El sueño es el acto de dormir, pero también es la representación de sucesos o imágenes mientras se duerme.
A veces esas imágenes que se transforman en sueños son tomadas de la realidad y llevadas a la placidez del descanso haciéndolo feliz cuando son agradables, o desapacible cuando representan momentos no gratos de la vida real.
Yo tengo un viejo pleito visceral con la burocracia de mi país, que me atrevería a calificar como la más imbécil del mundo si conociera otras burocracias, de las que sé que, como la nuestra, tienen muy mala prensa.
Los encontronazos con los expedientes, mostradores, sellos, actitudes desganadas de los "servidores públicos", me han dejado heridas de todo tipo.
No es de extrañar que esos sucesos se infiltraran en el sueño nocturno. Tal pasó anoche.
El funcionario me recriminó ir a pagar el impuesto el último día del mes.
- ¡Pero estoy en fecha! - aduzco temeroso.
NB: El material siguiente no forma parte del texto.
PR #1524, opened 2022-03-15
Fix for Workspace AAD

ross-p-smith:
When registering the AAD for your workspace, it does not let you assign Users to the "Workspace Owner" "Workspace Researcher" app roles.

## How is this addressed

- There was some missing "


stuartleeks (approved):
LGTM

Issue #1538, opened 2022-03-18
Tidy-up/polish PR comment bot implementation


stuartleeks:
Following on from the implementation work for #478, there are some aspects of the implementation that could be tidied up and polished. This includes:

- [x] Move GitHub script code to external js file for better editing experience in VSCode (#1616 )
- [x] Add `/test-extended` command to also run the extended tests (#1576 )
- [x] Add tests for the GitHub script code (#1660)
- [x] When running `/test-destroy-env`, run the destroy twice: once generating the environment ID for the PR and once for the branch. This way, we can clean up  both environments. (note: the destroy needs to gracefully handle the environment not existing) (#1663 )
- [x] Consider splitting the cleanup step to a separate job. This would be clearer when looking at the job run history, as well as limiting the scope of the workflow requiring credentials (implemented in #1663 )
- [x] Change command test logic: Trim first line and check for leading `/`. If found, assume a command is intended and continue to match. If not match then output help message `'/foo' not recognised. Available commands are ...` (implemented in #1727)
- [x] Add a comment when a user without permissions attempts to run commands (implemented in #1727)
- [x] Show who left the comment with the command that the bot is responding to in any comments the bot leaves in response (implemented in #1727)
- [x] Have the bot add a comment in response to `/test-force-approve` commands indicating the SHA being approved and the original commenter (implemented in #1727)
- [x] Include the resource group name (or at least the pr ref SHA) in bot comments for test runs to make it easier when troubleshooting runs (implemented in #1727)
- [ ] require head SHA on external PRs for `/test` (#1731)
- [ ] Ignore `/test` etc on closed PRs? (Possibly still respond to `/test-destroy-env`?). (#1731)<br>Update: running `/test` on closed PRs fails as there's no `potentialMergeCommit` generated by GitHub. <br>Update 2: running `/test` on open PRs with merge conflicts fails as there's no `potentialMergeCommit` generated

Other aspects that could be considered for tidy-up:
- Update 3rd party actions to use specific (validated) SHAs
- addressing linter warnings for the workflow YAML files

- Sí señor, ¿pero no sabe Ud. que tenemos que cerrar las planillas y elevarlas a la Dirección el primero de cada mes? Cualquier contribuyente sabe que si paga el último día a última hora, como Ud., ¡SEÑOR!, se nos atrasa todo. ¡Entendió ahora!
- Es que estuve enfermo - en verdad, no tenía plata, pero me dio vergüenza declararlo allí, con todo el mundo mirando - el médico me aconsejó que no saliera por los fríos.
- Vea, eso es lo que dicen todos, ¡SEÑOR! Espero que no ocurra más
- Y yo espero no soñar más con esta gente.